[What you are asked to do]
Find each line below that includes "easy", then copy it.

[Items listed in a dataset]
···

PR #209, opened 2023-10-13
Remove test_project_toml_formatting

### LINKED ISSUE #208: Project.toml formatting test not sensible in julia pre-1.7
`Pkg.jl` my alter a `Project.toml` file when instantiating before julia 1.7 (cf. https://github.com/JuliaLang/Pkg.jl/issues/3481#issuecomment-1637811994).
Thus, the current test is basically a no-op returning `pass` on julia 1.6 and before (in CI), as the `Project.toml` gets formatted when instantiating the project and thus everything is already formatted when Aqua inspects it.

If a package uses package extensions, this is even worse, as the automatic formatting on julia 1.6 and before is incompatible with the one required by the Aqua test. Therefore, this test always fails in these cases.

For the previous discussion, please refer to https://github.com/JuliaTesting/Aqua.jl/issues/105#issuecomment-1551065724 and the comments below it.

fingolfin:
It stands out from all other tests in Aqua in that it does not actually deal with 'quality'. The benefit is tiny if there is one at all, at the same time it is unreasonably compicated to implement and use right.

Resolves #208
Closes #206, closes #210


lgoettgens (approved):

lgoettgens:
@fingolfin I found some more code that is no longer needed. Could you have a look?

fingolfin:
@lgoettgens thank you, makes sense, and Looks good to me

PR #210, opened 2023-10-13
Restrict `project_toml_formatting` to julia 1.7 and later

### LINKED ISSUE #208: Project.toml formatting test not sensible in julia pre-1.7

lgoettgens:
Resolves #208
Closes #206, closes #209.

Just make the `test_toml_formatting` a no-op on julia 1.6 and before.

### DIFF
--- a/src/project_toml_formatting.jl
+++ b/src/project_toml_formatting.jl
@@ -1,10 +1,17 @@
 """
     Aqua.test_project_toml_formatting(packages)
+
+Test that the files `Project.toml`, `docs/Project.toml` (if present),
+and `test/Project.toml` (if present) are in canonical format according to Pkg.jl v1.9.
+
+This test does nothing on julia v1.6 or earlier.
 """
 function test_project_toml_formatting(packages)
-    @testset "$(result.label)" for result in analyze_project_toml_formatting(packages)
-        @debug result.label result
-        @test result ⊜ true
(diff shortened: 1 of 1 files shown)


gdalle (approved):

gdalle (changes requested):
Sorry I didn't mean to approve right away: the code changes are good but could you add tests, like the ones i tried to whip up in #206?

lgoettgens:
> Sorry I didn't mean to approve right away: the code changes are good but could you add tests, like the ones i tried to whip up in #206?

I would do that once the decision between this and #210 is made. I'll try to talk to @fingolfin this week about it.

PR #213, opened 2023-10-16
Better GitHub Action workflow for JuliaFormatter

hyrodium:
x-ref: https://github.com/JuliaTesting/Aqua.jl/pull/128#issuecomment-1764625488

I have just copied the YAML file from https://github.com/JuliaDiff/ChainRulesCore.jl/blob/main/.github/workflows/format.yml.

### DIFF
--- a/.github/workflows/code-style.yml
+++ b/.github/workflows/code-style.yml
@@ -1,10 +1,27 @@
-name: Code style
+name: Format suggestions
 
 on:
   pull_request:
 
+concurrency:
+  # Skip intermediate builds: always.
+  # Cancel intermediate builds: only if it is a pull request build.
+  group: ${{ github.workflow }}-${{ github.ref }}
+  cancel-in-progress: ${{ startsWith(github.ref, 'refs/pull/') }}
+
 jobs:
-  code-style:
+  format:
     runs-on: ubuntu-latest
     steps:
-      - uses: tkf/julia-code-style-suggesters@v1
+      - uses: actions/checkout@v2
+      - uses: julia-actions/setup-julia@latest
+        with:
+          version: 1
+      - run: |
+          julia  -e 'using Pkg; Pkg.add("JuliaFormatter")'
+          julia  -e 'using JuliaFormatter; format("."; verbose=true)'
+      - uses: reviewdog/action-suggester@v1
+        with:
+          tool_name: JuliaFormatter
+          fail_on_error: true
+          filter_mode: added


hyrodium:
The original workflow [julia-code-style-suggesters](https://github.com/tkf/julia-code-style-suggesters) is a combination of:

* JuliaFormatter.jl
* JuliaProjectFormatter.jl
* reviewdog

All features in [JuliaProjectFormatter.jl](https://github.com/tkf/JuliaProjectFormatter.jl) seems a subset of Aqua.jl, so there would be no problem in this PR. (https://github.com/tkf/JuliaProjectFormatter.jl/pull/7#issuecomment-1763269610)

hyrodium:
[The log](https://github.com/JuliaTesting/Aqua.jl/actions/runs/6560983685/job/17819735269?pr=218) shows the folloing message, so it seems we need more permissions for that token.

>reviewdog: This GitHub token doesn't have write permission of Review API [1], 
so reviewdog will report results via logging command [2] and create annotations similar to
github-pr-check reporter as a fallback.
[1]: https://docs.github.com/en/actions/reference/events-that-trigger-workflows#pull_request_target, 
[2]: https://help.github.com/en/actions/automating-your-workflow-with-github-actions/development-tools-for-github-actions#logging-commands

lgoettgens:
I applied @fingolfin's suggestions from #218 here.

lgoettgens:
`reviewdog: environment variable $REVIEWDOG_GITHUB_API_TOKEN is not set` https://github.com/JuliaTesting/Aqua.jl/actions/runs/6627926585/job/18003929859?pr=213#step:5:185

@fingolfin something seems to be wrong

hyrodium:
I have applied the commits from #218. (x-ref https://github.com/JuliaTesting/Aqua.jl/pull/218#issuecomment-1779121854)

hyrodium:
We still have the following message:

>reviewdog: This GitHub token doesn't have write permission of Review API [1], 

https://github.com/JuliaTesting/Aqua.jl/actions/runs/6642425658/job/18047160049?pr=213#step:5:192

hyrodium:
We can use `julia-actions/julia-format@v2` when https://github.com/julia-actions/julia-format/pull/24 is merged.

lgoettgens:
With the `julia-format@v2` action, there is still the same error as in https://github.com/JuliaTesting/Aqua.jl/pull/213#issuecomment-1773660514.

hyrodium:
Hmm, the suggestion works file in other PRs (https://github.com/JuliaTesting/Aqua.jl/pull/255#discussion_r1408579106) now, so I'm not sure the reason for that error.
Perhaps, recreating this PR would solve the problem?

lgoettgens:
> Hmm, the suggestion works file in other PRs ([#255 (comment)](https://github.com/JuliaTesting/Aqua.jl/pull/255#discussion_r1408579106)) now, so I'm not sure the reason for that error. Perhaps, recreating this PR would solve the problem?

The only difference to other PRs that I can see is that this PR here is from a fork.

hyrodium:
>The only difference to other PRs that I can see is that this PR here is from a fork.

That's correct. I found an issue about this: https://github.com/reviewdog/action-suggester/issues/19

Issue #212, opened 2023-10-15
Adapt to change in compat requirements in the general registry


lgoettgens:
See https://discourse.julialang.org/t/psa-compat-requirements-in-the-general-registry-are-changing/104958
Aqua.jl should change the tests accordingly.

lgoettgens:
I'll try to get this finished the upcoming week, so that we can release v0.8.0 shortly after.

PR #215, opened 2023-10-17
Remove special handling of stdlibs in `test_deps_compat`

lgoettgens:
Resolves https://github.com/JuliaTesting/Aqua.jl/issues/212.

### DIFF
--- a/CHANGELOG.md
+++ b/CHANGELOG.md
@@ -11,6 +11,7 @@ and this project adheres to [Semantic Versioning](https://semver.org/spec/v2.0.0
 
 - The minimum requirement for julia was raised from `1.0` to `1.4`. ([#221](https://github.com/JuliaTesting/Aqua.jl/pull/221))
 - In `test_deps_compat`, the two subtests `check_extras` and `check_weakdeps` are now run by default. ([#202](https://github.com/JuliaTesting/Aqua.jl/pull/202)) [BREAKING]
+- `test_deps_compat` now reqiures compat entries for all dependencies. Stdlibs no longer get ignored. This change is motivated by similar changes in the General registry. ([#215](https://github.com/JuliaTesting/Aqua.jl/pull/215)) [BREAKING]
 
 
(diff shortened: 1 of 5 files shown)


fingolfin (approved):

vtjnash:
This (or something surrounding it) seems to have caused quite a few failures in PkgEval, which reduces the overall testing coverage in the ecosystem. Is there something we can do about this? For example:
https://s3.amazonaws.com/julialang-reports/nanosoldier/pkgeval/by_hash/1fc9d54_vs_72cd63c/Quadmath.primary.log
https://s3.amazonaws.com/julialang-reports/nanosoldier/pkgeval/by_hash/1fc9d54_vs_72cd63c/AbstractTrees.primary.log
https://s3.amazonaws.com/julialang-reports/nanosoldier/pkgeval/by_hash/1fc9d54_vs_72cd63c/ManualMemory.primary.log

Looks at the apparent red cliff in the report: https://s3.amazonaws.com/julialang-reports/nanosoldier/pkgeval/by_hash/1fc9d54_vs_72cd63c/report.html

Some don't seem precisely related, as the error appears to complain about packages (e.g. BenchmarkTools) that don't appear to even be installed in the log?

lgoettgens:
Yes, parts of the failures you linked are due to this change. But a lot are due to checking extras and weakdeps in general since #202. So every package declaring Aqua as a extra-Dep without a compat bound will fail as well.

The clean solution would be to change all failing packages to either fix the issues there or (easier) add a compat entry for Aqua 0.7 there.
If you are interested in PkgEval in particular, I can think about changing some kwargs in the default test list depending on the PkgEval ENV variable, so by default PkgEval testing would only use a subset of Aqua tests. Would that be something you are interested in? If the list of failing packages is rather short, I think this is not worth the effort and we should instead provide PRs to them. I unfortunately don't really feel confident to condense such a list from the PkgEval report you linked above.

PR #233, opened 2023-11-03
Sort ambiguities and type piracies by function name

### LINKED ISSUE #226: Feature request: group ambiguities by function
Right now ambiguities seem to be reported in a seemingly arbitrary order (perhaps the order they are encountered in?)

I am looking at a project which has [130 ambiguities](https://github.com/Nemocas/Nemo.jl/issues/1553) (too many *sigh*). To get a better overview, it would be kinda nice if the ambiguities were group by function: i.e. first all ambiguities in function `aaaaa` (if that existed), then those in `bbbbb`, etc. (just using `sort` on the function names -- if they are "weird" or involve `kwarg` or whatever, fine, sort them whatever way, but however it is it won't be worse than what we have right now, IMHO).

lgoettgens:
Resolves #226.

Sorts both the reported ambiguities and type piracies by function name for easier fixing.


fingolfin (approved):
Great!

PR #234, opened 2023-11-04
Improve error when [extras] and test/Project.toml inconsistent

fingolfin:
It is very easy to miss that this error only occurs because of a
missing compat entry for Julia...


lgoettgens:
Could you please make the formatter job happy and add a one-liners to the changelog? Then this is good to go from my POV

Issue #235, opened 2023-11-04
Require Julia compat bound


cossio:
Currently Aqua does not fail if there is no Julia compat bound in `Project.toml`. Instead it just assumes that the project intentionally supports older Julia versions (e.g., see https://github.com/JuliaTesting/Aqua.jl/pull/234).

Would it be better to enforce an explicit Julia compat bound?

PR #236, opened 2023-11-06
Require `[compat]` entry for `julia`

lgoettgens:
Resolves https://github.com/JuliaTesting/Aqua.jl/issues/235.

As this is point 7 in the [guidelines for the General registry](https://juliaregistries.github.io/RegistryCI.jl/stable/guidelines/#New-packages), I support Aqua checking this.

### DIFF
--- a/src/deps_compat.jl
+++ b/src/deps_compat.jl
@@ -2,7 +2,7 @@
     Aqua.test_deps_compat(package)
 
 Test that the `Project.toml` of `package` has a `compat` entry for
-each package listed under `deps`.
+each package listed under `deps` and for `julia`.
 
 # Arguments
 - `packages`: a top-level `Module`, a `Base.PkgId`, or a collection of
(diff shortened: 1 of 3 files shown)


lgoettgens:
@fingolfin Do you wanna have a look at this? If not, I will just merge this and https://github.com/JuliaTesting/Aqua.jl/pull/223, and then release 0.8.0.

src/deps_compat.jl
```diff
@@ -23,18 +24,29 @@ to the corresponding `check_\$x` keyword argument.
...
 """
-function test_deps_compat(pkg::PkgId; check_extras = true, check_weakdeps = true, kwargs...)
+function test_deps_compat(
+    pkg::PkgId;
+    check_julia = true,
+    check_extras = true,
+    check_weakdeps = true,
+    kwargs...,
+)
+    if check_julia !== false
```
hyrodium, line 34:
```suggestion
    check_julia::Bool = true,
    check_extras::Bool = true,
    check_weakdeps::Bool = true,
    kwargs...,
)
    if check_julia
```

I think argument-type specification is better for readability and error handling.

hyrodium (commented):
Added a minor comment. Other changes LGTM.

src/deps_compat.jl
lgoettgens: That is not possible here in an easy way, as one can pass a `Bool` or a `NamedTuple`. The docstring says `A NamedTuple can be used to pass keyword arguments with test options (see below).`

hyrodium (approved):

PR #1216, opened 2020-08-26
feat: track interface

2fd:
# What? 
- implements a generic interface to send events to Segment
- tracks when the email prompt appears and when it is skipped by the user

# Why? 
- we need better visibility about how is performing these new features


marcosnc (approved):

sandrade-dcl (approved):

unity-client/Assets/Scripts/MainScripts/DCL/Controllers/HUD/EmailPromptHUD/EmailPromptHUDController.cs
```diff
@@ -31,6 +31,7 @@ public void SetVisibility(bool visible)
             Utils.UnlockCursor();
             view.gameObject.SetActive(true);
             view.showHideAnimator.Show();
+            WebInterface.ReportAnalyticsEvent("open email popup");
```
BrianAmadori, line 34: Sounds like we should put all these strings as constants under a common static class.

BrianAmadori (approved):
It looks good! 👍 Just left a small detail.

unity-client/Assets/Scripts/MainScripts/DCL/Controllers/HUD/EmailPromptHUD/EmailPromptHUDController.cs
pbosio: Really? This are like super specific strings... I could understand if you want them as a constant in that class, but I fail to see the porpoise on having a common static class for this 🤔

PR #1220, opened 2020-08-27
fix: animation cull issues

### LINKED ISSUE #1217: Animation culling: issue with animation-based elevators
This is related to the following cases:

- When using the elevator going to the air trolley ride (or whatever that is) if you are not looking down, the elevator would never start.
- If you get near any avatar, and the avatar is on the edge of the screen, you can see it going to pose T.
- If you get near the scarface zeppelin in genesis plaza and face the opposite direction, you can see how the shadow stops.

BrianAmadori:
fixes: https://github.com/decentraland/explorer/issues/1217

···

[Task solution]
It is very easy to miss that this error only occurs because of a
lgoettgens: That is not possible here in an easy way, as one can pass a `Bool` or a `NamedTuple`. The docstring says `A NamedTuple can be used to pass keyword arguments with test options (see below).`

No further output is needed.